Ludwig un roi sur la lune

par Ariane Chottin

Mise en scène Madeleine Louarn, texte Frédéric Vossier, collaboration artistique Jean-François Auguste, dramaturgie Pierre Chevallier, chorégraphie Loïc Touzé & Agnieszka Ryszkiewicz, musique Rodolphe Burger, avec Julien Perraudeau et les comédiens de l’atelier Catalyse.

À l’heure de la mobilisation qui nous rassemble se donne au Théâtre Gérard Philippe de St Denis, Ludwig un roi sur la lune. Et ce spectacle nous regarde.

Ce spectacle rassemble des musiciens et des acteurs hors du commun. Hors du commun c’est l’expression consacrée pour dire l’exceptionnel. Ce qu’ils sont. Mais plus encore ici, l’hors du commun désigne un espace où création musicale et création théâtrale dans la rencontre des corps, des voix, des notes nous invitent au sens fort à une re-présentation. Car chacune des représentations de cette pièce jouée l’été passé à Avignon est une première fois. L’atelier Catalyse fondé par Madeleine Louarn en 1984 réunit des acteurs handicapés mentaux et autistes qui ont déjà interprété Shakespeare, Beckett, Lewis Caroll, Daniil Harms, Ribemont-Dessaignes, Armand Robin, Luzel, Aristophane…

et ce sont eux qui jouent pour nous Ludwig, un roi sur la lune.

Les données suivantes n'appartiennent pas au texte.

PR #406, opened 2016-11-18
Fix for clipping message with multiline link preview title

mikeger:
# Issue

Link preview with multiple lines is cut because of link preview view height collapse. Fix is to force labels to be one-line in this case.


daehn:
Would be nice to have a snapshot test for this

mikeger:
@daehn right, I have it on my list.

PR #409, opened 2016-11-18
Connection status header in conversation

mikeger:
# Feature

Showing nice connection status header in conversation beginning, same as in Webapp.

# Testing approach

The idea of `CombinationTest` is to test view in possible combinations of setup values. `Mutator` represents one changing property of a SUT. `CombinationTest` creates all possible versions of SUT object according to given `Mutator`s.

To test is enough to call `combinationTest.testAll` and it would call the closure with every variant of SUT. This could be useful to make a screenshot of the SUT if it is a view and store / verify it.


Wire-iOS/Sources/Helpers/syncengine/ZMUser+Additions.h
```diff
@@ -61,6 +61,9 @@ FOUNDATION_EXPORT ZMUser *BareUserToUser(id bareUser);
 /// Returns corresponding address book contact in current session
 - (ZMAddressBookContact *)contact;
 
+/// TODO: temporary debugging username generator
+- (NSString *)autoUsername;
```
typfel: Can be deleted?

daehn:
Would be nice to have some snapshot tests for this!

Wire-iOS/Sources/UserInterface/ConnectRequests/IncomingConnectRequestView.m
```diff
@@ -98,8 +97,6 @@ - (void)setupViews
     self.userImageView.suggestedImageSize = UserImageViewSizeBig;
     [self addSubview:self.userImageView];
     
-    self.commonConnectionsController = [[CommonConnectionsViewController alloc] init];
```
typfel: Do we still use the CommonConnectionsViewController somewhere else?

mikeger: Was my thinking, but it is used in connection request view and in not connected profile view.

mikeger:
@daehn I will add tests here, good point.

Wire-iOS/Sources/UserInterface/Conversation/Content/ConversationContentViewController.m
```diff
@@ -249,8 +249,23 @@ - (void)updateTableViewHeaderView
     }
     
     UIView *headerView = nil;
-    if ((self.conversation.conversationType == ZMConversationTypeConnection || self.conversation.conversationType == ZMConversationTypeOneOnOne) && self.conversation.firstActiveParticipantOtherThanSelf) {
-        headerView = [[ConnectionStatusHeader alloc] initWithUser:self.conversation.firstActiveParticipantOtherThanSelf];
+    ZMUser *otherParticipant = self.conversation.firstActiveParticipantOtherThanSelf;
+    if ((self.conversation.conversationType == ZMConversationTypeConnection || self.conversation.conversationType == ZMConversationTypeOneOnOne) && nil != otherParticipant) {
+        self.connectionViewController = [[UserConnectionViewController alloc] initWithUserSession:[ZMUserSession sharedSession] user:otherParticipant];
+        @weakify(self);
+        self.connectionViewController.onIgnore = ^() {
```
daehn: Will the `ConversationContentViewController` need to know if the action was ignore, block or connecting at some point? If not and it is only notified when any action was performed we could just have one closure `onAction` or something like that as there is a lot of repetition currently, could also pass an action type enum in the closure if we will need it at some point (maybe for tracking?).

Wire-iOS/Sources/UserInterface/ConnectRequests/IncomingConnectRequestView.m
```diff
@@ -187,6 +179,11 @@ - (void)setSenderEmail:(NSString *)senderEmail
     }
 }
 
+- (void)setShowConnectionButtons:(BOOL)showConnectionButtons
```
daehn: Looks like this overridden setter does not perform any additional work

mikeger:
@daehn @typfel please review tests

typfel:
Is he button spacing as designed?

Wire-iOS.xcodeproj/project.pbxproj
```diff
@@ -4821,10 +4826,12 @@
 				TargetAttributes = {
 					1EE85C4F1B5F96FB008E084B = {
 						CreatedOnToolsVersion = 6.4;
+						DevelopmentTeam = W5KEQBF9B5;
```
daehn: Can be removed

Wire-iOS Tests/CombinationTest.swift
```diff
@@ -0,0 +1,119 @@
...
+// GNU General Public License for more details.
+//
+// You should have received a copy of the GNU General Public License
+// along with this program. If not, see http://www.gnu.org/licenses/.
+//
+
+import Foundation
+@testable import Wire
+
+struct Mutator<T: Copyable, I: Hashable> {
```
marcoconti83: I would name `T` and `I` more explicitly, I'm a bit lost on what they are.
What is `T`? The object that is generated as result of the mutation?
And are `I` the values that are used to generate a specific mutation?

Wire-iOS Tests/CombinationTest.swift
```diff
@@ -0,0 +1,119 @@
...
+    typealias Mutation = (T, I)->(T)
+    typealias CombinationPair = (combination: I, result: T)
+    let mutation: Mutation
+    let combinations: Set<I>
+    init(mutation: @escaping Mutation, combinations: Set<I>) {
```
marcoconti83: If I understand correctly, the `mutation` argument in this call is a callbacks that generate a "mutation" of the SUT starting from a list of different values, the `combinations`. I would suggest calling the parameters `generator` and `mutatingValues` or something similar, it would make it easier to understand just by looking at the function call.
`Mutator<X>(generator: viewGenerator, mutatingValues: possibleValues)`

Wire-iOS Tests/CombinationTest.swift
```diff
@@ -0,0 +1,119 @@
...
+    typealias M = Mutator<T, I>
+    typealias CombinationChainPair = (combinationChain: [I], result: T)
+    let mutators: [M]
+    let mutable: T
+    init(mutable: T, mutators: [M]) {
+        self.mutable = mutable
+        self.mutators = mutators
+    }
+    
+    func allCombinations() -> [CombinationChainPair] {
```
marcoconti83: So if I understand correctly this will yield all possible combinations given by applying all mutators, so that if we have `n` mutators with `m` possible values each, this will yield `n^m` combinations?

mikeger: Correct.

marcoconti83: image

mikeger:
@marcoconti83 @daehn @typfel updated for review 🎉

PR #410, opened 2016-11-18
Open contact support in Safari

mikeger:
# Issue

Attaching files does not work in the integrated browser that we show.


Wire-iOS/Sources/UserInterface/Settings/CellDescriptors/SettingsCellDescriptorFactory.swift
```diff
@@ -305,7 +305,8 @@ import Foundation
         }, previewGenerator: .none)
         
         let contactButton = SettingsExternalScreenCellDescriptor(title: "self.help_center.contact_support".localized, isDestructive: false, presentationStyle: .modal, presentationAction: { _ in
-            return BrowserViewController(url: NSURL.wr_askSupport().wr_URLByAppendingLocaleParameter() as URL!)
+            UIApplication.shared.openURL(NSURL.wr_askSupport().wr_URLByAppendingLocaleParameter() as URL!)
```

La pièce repend des fragments de l’histoire de Louis II de Bavière, un roi romantique et fou, enfantin, « sur la lune », épris d’art et de Wagner.

De l’écriture, de la danse, de la musique, mais encore des costumes, des fleurs, des chapeaux, des rythmes, des ombres, des riens, les comédiens de Catalyse s’emparent jour après jour. Et sur scène, leur jeu nous emporte vers une autre scène. Une scène d’inventions vibrantes que d’aucuns voudraient en ce moment faire taire, une scène habitée de leurs présences qui nous réveillent, une scène où se borde le déséquilibre quand il tend vers la chute sans jamais y tomber, la fragilité quand elle tend vers le bris sans jamais se rompre, la voix quand elle fond dans la bouche sans disparaître, les gestes quand ils défont le tracé des mouvements.

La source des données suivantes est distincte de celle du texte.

PR #411, opened 2016-11-18
Fix CallKit switch copy (#408)

infotexture:
* Change group title to “CALLS”
* Change setting toggle to "Share with iOS"
* Change explanation copy to:

> Show Wire calls on the lock screen and in iOS call history.
> If iCloud is enabled, call history is shared with Apple.
> Restart Wire to apply this setting.

### DIFF
--- a/Wire-iOS/Resources/Base.lproj/Localizable.strings
+++ b/Wire-iOS/Resources/Base.lproj/Localizable.strings
@@ -482,9 +482,9 @@
 "self.settings.sound_menu.ringtones.title" = "Ringtones";
 "self.settings.sound_menu.sounds.wire_sound" = "Wire";
 
-"self.settings.callkit.title" = "CallKit";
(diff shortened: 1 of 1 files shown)


mikeger:
@infotexture this switch not only changes if the calls are shared with iOS, it also disables the whole CallKit integration, including the overtake screen.

infotexture:
@mikeger Yes, we're aware of that, but since most users have no idea what CallKit is, we've chosen to avoid that term in UI copy and instead refer to iOS features with which users are more familiar (such as the lock screen and call history). 

This version of the copy was reviewed and approved with @priiduzilmer last night.

mikeger:
@infotexture may be we can use term that Skype is using, e.g. "Native Calling" ?

infotexture:
@mikeger No — we considered that and decided against it. If you look closely at the diff, you will see that we have explicitly chosen *not* to refer to native calls, as many users won't know the difference.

Leur jeu nous entraîne un pas plus loin, loin des syntaxes pauvres de ce qui serait en place. Madeleine Louarn sait veiller à ce que la mise en scène fasse place justement à la chose connue quand elle est excédée par l’inconnu qui s’y trouve, au sens quand il est traversé d’un hors sens qui l’illumine. Et c’est ce pas plus loin que la musique de Rodolphe Burger épouse chaque soir. Ce qui exige d’être là. Là pour eux, à chaque re-présentation. Pas d’enregistrement. La musique jouée ouvre ses plis aux corps des comédiens et de la comédienne qui jouent avec elle. Car ici s’il y a un nécessaire réglage technique (si fin) – du plateau, des décors, des entrées et sorties, des lumières, du son, des instruments– tout est emporté par ce dé-réglage du vivant dont la persistance émeut qui sait être à son rendez-vous.

[Y viendrez-vous M Fasquelle?]
La pièce sera jouée à Fouesnant, Orléans, Grenoble, Morlaix Grenoble et Brest.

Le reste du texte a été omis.